I, too, received one. It was restrictive, with a February 6 deadline and limited options. In your search you get to check six boxes in a matrix that has location down the side and month across the top.  So I checked five different months in Palm Springs. Last night, a 2-bedroom, 2-bath at Marriott Villas 2 popped up. We head out Thursday for a week.  Total cost was 199 + tax.  For a week at Villas 2?  Looks like a great deal.


----------



## wayward (Sep 12, 2011)

*AC from II*

Nope I didn't receive an AC so far.
Just the special mentioned earlier for a Platinum member.
I'm gold.
I did exchange through II for 4 different exchanges this year.
Guess I'm not one of those "Special" members!!!


----------



## mlnuwer (Sep 12, 2011)

*Accomdation Certificate*

Looked on my account and I was not offered one.  I already have two of them expiring next April for making two deposits.  I looked to see if we could use the ones we had and found that the selection was not good.  Most places are blocked out from Jan to April in warm climates.  I guess I am not missing much!  
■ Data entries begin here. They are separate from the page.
PR #387, opened 2018-08-17
MH-12810 External API 1.1.0 - Add filters for new fields

staubesv:
This PR adds more filters to GET /api/events and GET /api/series for version 1.1.0 of the External API.

The changes are backwards-compatible and therefore included in the not yet released minor version 1.1.0.

Note that I did by intention not add the filter "creator" to GET /api/events as I found that it is not working and I unfortunately don't have time to dig into that.

Since the new date range filters require the character ":" in the filter values, I've stumbled over  MH-13038 (":" not working in filter values) which I have fixed for version 1.1.0. Fixing that for older Opencast version could be done by introducing version 1.0.1 (to avoid different "versions" of version 1.0.0) but it would require some workaround for the not correctly working versioning in < 1.1.0. As I never heard of anybody running into this so far, there seems to be a chance the problem solves itself by time (as 1.1.0 is backwards compatible, people could move to 1.1.0 instead of 1.0.1). In case that changes, there is still the option to add 1.0.1.
The same problem exists with "," characters that cannot be used in values currently, but that is another issue.

### DIFF
--- a/modules/external-api/src/main/java/org/opencastproject/external/endpoint/EventsEndpoint.java
+++ b/modules/external-api/src/main/java/org/opencastproject/external/endpoint/EventsEndpoint.java
@@ -97,6 +97,7 @@ import org.opencastproject.util.RestUtil;
 import org.opencastproject.util.RestUtil.R;
 import org.opencastproject.util.UrlSupport;
 import org.opencastproject.util.data.Option;
+import org.opencastproject.util.data.Tuple;
 import org.opencastproject.util.doc.rest.RestParameter;
 import org.opencastproject.util.doc.rest.RestParameter.Type;
 import org.opencastproject.util.doc.rest.RestQuery;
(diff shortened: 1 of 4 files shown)


mtneug:
I don't want to put the discussion too off track. Take this just as a side note.

We run into this problem some time ago (see <https://groups.google.com/a/opencast.org/forum/#!topic/dev/CW1sSZigS0c>), but I had no time to look at it further. Splitting on the first colon is a good fix in my opinion. As for commas: the linked thread contains some suggestions, however, maybe it would be better to redesign and use multiple query arguments for multiple filters, e.g. `filter[0]=name:my name&filter[1]=title:a, b and c`.

staubesv:
@mtneug Sorry, wasn't aware of this. We could solve this in 1.1.0 by introducing a second query parameter "filters" in addition to "filter". 
Changing the semantics of "filter" would be a major change that requires the introduction of 2.0.0 as this breaks existing clients.

modules/external-api/src/main/java/org/opencastproject/external/endpoint/EventsEndpoint.java
```diff
@@ -617,20 +618,80 @@ public Response getEvents(@HeaderParam("Accept") String acceptHeader, @QueryPara
...
+        } else if ("textFilter".equals(name)) {
           query.withText("*" + value + "*");
-        if ("series".equals(name))
+        } else if ("series".equals(name)) {
           query.withSeriesId(value);
-        if ("subject".equals(name))
+        } else if ("subject".equals(name)) {
           query.withSubject(value);
+        } else if (!requestedVersion.isSmallerThan(ApiVersion.VERSION_1_1_0)) {
+          // add filters only available with Version 1.1.0 or higher
```
CGreweling: add = additional?

staubesv: add = add filters to query

Anyway, I've changed this to "additional"

Fixed.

Anyone want to use the two that I have just send me an email at nuwer@cox.net


----------



## d2r4s (Sep 12, 2011)

*Yes, they need exchanges and the $199*

Like many of us the need the money>>>>>:zzz: : 





tashamen said:


> This morning I noticed that I have an AC listed in "My units" online in II, good through February 5, 2012 - it was not there yesterday.  I haven't done anything to earn one that I know of - I haven't deposited a week in a long time and haven't bought any Getaways.  I got (and already used) an AC for my last Trapp Lodge deposit a long time ago.
> 
> This one has a grid through February, and is also good for most things in Flexchange.  The fee seems to be $199 regardless of the size of the unit.
> 
> Any clues?  I don't really want to call II and ask in case it's not supposed to be there...and I can actually use it!


----------



## ahdah (Sep 12, 2011)

*AC from II*

I looked and I didn't have one.  I let my gold membership drop in July, do you think it is connected to gold or higher membership?
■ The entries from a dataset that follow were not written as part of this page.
PR #388, opened 2018-08-17
MH-13040, Make options fit “Actions” drop-down

lkiesow:
This patch adjusts the width of the “Actions” menu to ensure the new
option to bulk edit scheduled events fits properly. This is obviously
not guaranteed for arbitrary translation which may still have a line
break but at least for the default language.

screenshot from 2018-08-18 01-18-37

### DIFF
--- a/modules/admin-ui/src/main/webapp/styles/components/_dropdowns.scss
+++ b/modules/admin-ui/src/main/webapp/styles/components/_dropdowns.scss
@@ -21,7 +21,7 @@
 
 
 .drop-down-container {
-    width: 140px;
+    width: 160px;
     height: 40px;
     line-height: 40px;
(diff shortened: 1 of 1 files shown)


staubesv:
Hi @lkiesow 

Please note that this won't be width enough for languages like German...
Note sure, though, whether it is desirable to make it that width.

I don't have a strong opinion on this: Shall I accept the PR as is or do you want to change something more?

lkiesow:
I intentionally made this fit the default languages since all other can change all the time. If we wanted to ensure they fit in a single line as well, we would need to make the width dynamical with a set maximum width. But that's outside of the scope of this pull request. Hence, please go ahead and merge this.

staubesv (approved):

PR #390, opened 2018-08-20
MH-13044, Organization server configuration documentation

lkiesow:
In the previous configuration it was not exactly clear how this should
be configured in a non-multi-tenant system and neither where the values
it should get if multi-tenancy was used.

### DIFF
--- a/etc/org.opencastproject.organization-mh_default_org.cfg
+++ b/etc/org.opencastproject.organization-mh_default_org.cfg
@@ -32,16 +32,25 @@ id=mh_default_org
 #
 name=Opencast Project
 
-# Server name that identifies the organization (tenant) on this Opencast installation.
+# Server names that belong to this organization (tenant)
 #
-# Use the public url that is assigned to this tenant. In out-of-the-box installations
-# with only one tenant, this value corresponds to the server.url in etc/config.properties.
-# Make sure to adjust these two keys accordingly:
+# Use the public domain names which are assigned to this tenant. Multiple values can be separated by comma. The final
+# set of domain names identifying this organization within Opencast will be the union of all domains defined on all
+# nodes.
 #
-#   - prop.org.opencastproject.admin.ui.url
-#   - prop.org.opencastproject.engage.ui.url
+# The usage of this is to map a request to a specific organization. For example, if admin-a.opencast.org is configured
+# as part of this organizations server list and an HTTP request uses this domain name, Opencast knows that the requests
+# belongs to this organization.
 #
-# Value: <hostname without schema and port>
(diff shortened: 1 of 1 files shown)


lkiesow:
@JulianKniephoff, can you check if this is correct?

etc/org.opencastproject.organization-mh_default_org.cfg
```diff
@@ -32,16 +32,22 @@ id=mh_default_org
 #
 name=Opencast Project
 
-# Server name that identifies the organization (tenant) on this Opencast installation.
+# Server names that identifies the organization (tenant)
```
JulianKniephoff: Typo: "[...] names that **identify** [...]"

JulianKniephoff: I'm also not sure whether "identify" is really the best choice of word here. The organization can have more hosts than are listed here, as you correctly state below, namely those potentially listed by other nodes.

Maybe something like:

> Server names that **belong** to the organization (tenant)

etc/org.opencastproject.organization-mh_default_org.cfg
```diff
@@ -32,16 +32,22 @@ id=mh_default_org
...
-# Use the public url that is assigned to this tenant. In out-of-the-box installations
-# with only one tenant, this value corresponds to the server.url in etc/config.properties.
-# Make sure to adjust these two keys accordingly:
+# Use the public domain names which are assigned to this tenant. Multiple values can be separated by comma. The final
+# set of domain names identifying this organization within Opencast will be the union of all domains defined on all
+# nodes.
 #
-#   - prop.org.opencastproject.admin.ui.url
-#   - prop.org.opencastproject.engage.ui.url
+# The usage of this is to map a request to a specific organization. For example:
```
JulianKniephoff: I'm not sure this example is entirely clear to me. Maybe expand it a bit? Trying it myself, though, makes this comment super long which is also not ideal so maybe it's fine. :thinking:

etc/org.opencastproject.organization-mh_default_org.cfg
```diff
@@ -32,16 +32,22 @@ id=mh_default_org
...
+# - admin-a.opencast.org, presentation-a.opencast.org  →  org_a (defined in configuration file a)
+# - admin-b.opencast.org, presentation-b.opencast.org  →  org_b (defined in configuration file b)
+# Even though admin-a and admin-b are the same node.
```
JulianKniephoff: Maybe "might be" instead of "are".

JulianKniephoff (changes requested):
Regarding the content this looks right. I added a few nitpicks about the wording, though. :wink:

JulianKniephoff (approved):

Thanks from the announcements, I would not have know about XYZ if I didn't have a TUG membership. Not sure how I am going to use that (xyz) week.


----------



## dmharris (Sep 12, 2011)

JackMc90266 said:


> Hi All,
> 
> I, too, received one. It was restrictive, with a February 6 deadline and limited options. In your search you get to check six boxes in a matrix that has location down the side and month across the top.  So I checked five different months in Palm Springs. Last night, a 2-bedroom, 2-bath at Marriott Villas 2 popped up. We head out Thursday for a week.  Total cost was 199 + tax.  For a week at Villas 2?  Looks like a great deal.
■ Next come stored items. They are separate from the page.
PR #392, opened 2018-08-22
MH-12688: Add translations for comment filter values

jaysuz:
https://opencast.jira.com/browse/MH-12688

### DIFF
--- a/modules/admin-ui/src/main/resources/public/org/opencastproject/adminui/languages/lang-de_DE.json
+++ b/modules/admin-ui/src/main/resources/public/org/opencastproject/adminui/languages/lang-de_DE.json
@@ -769,6 +769,8 @@
                "CAPTION": "Kommentare",
                "PLACEHOLDER": "Kommentieren…",
                "SELECTPLACEHOLDER": "Gründe wählen",
+               "NONE": "Keine",
+               "OPEN": "Offen",
                "RESOLVED": "Gelöst",
                "REPLY": "Antworten",
                "REPLY_TO": "Antworten",
--- a/modules/admin-ui/src/main/resources/public/org/opencastproject/adminui/languages/lang-de_DE.json
+++ b/modules/admin-ui/src/main/resources/public/org/opencastproject/adminui/languages/lang-de_DE.json
@@ -769,8 +769,6 @@
                "CAPTION": "Kommentare",
                "PLACEHOLDER": "Kommentieren…",
                "SELECTPLACEHOLDER": "Gründe wählen",
-               "NONE": "Keine",
-               "OPEN": "Offen",
                "RESOLVED": "Gelöst",
                "REPLY": "Antworten",
                "REPLY_TO": "Antworten",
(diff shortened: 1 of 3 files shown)


lkiesow:
Nothing you have to change but please note that your German translation will automatically be dropped with the next Crowdin sync. Hence, it's usually preferable to not include translations in pull requests but only provide the source keys (`en_US`). It's also less work for you since you do not have to create the translation files ;-)

staubesv:
@lkiesow @jaysuz does know about this. The reason to include one translation (that will be later overwritten by the Crowdin translations) is to make it easy for a reviewer to test the change.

What did you have to do after checking the boxes?  Did you get periodic e-mails with options or did you have to take what you were given?  Thanks!


----------



## BevL (Sep 12, 2011)

dmharris said:


> What did you have to do after checking the boxes?  Did you get periodic e-mails with options or did you have to take what you were given?  Thanks!



Basically you check the boxes and it shows you what is available online for your choices.  It's not an ongoing search thing.  I think that's what you were asking.


----------



## crowmg (Sep 13, 2011)

I got one by e-mail last week.  Special instructions say is a Valued Customer Program.  It does have restrictions as to where you can go but it's a reasonable list of destinations.  Most are limited to February through August of 2012.


----------



## BevL (Sep 13, 2011)

crowmg said:


> I got one by e-mail last week.  Special instructions say is a Valued Customer Program.  It does have restrictions as to where you can go but it's a reasonable list of destinations.  Most are limited to February through August of 2012.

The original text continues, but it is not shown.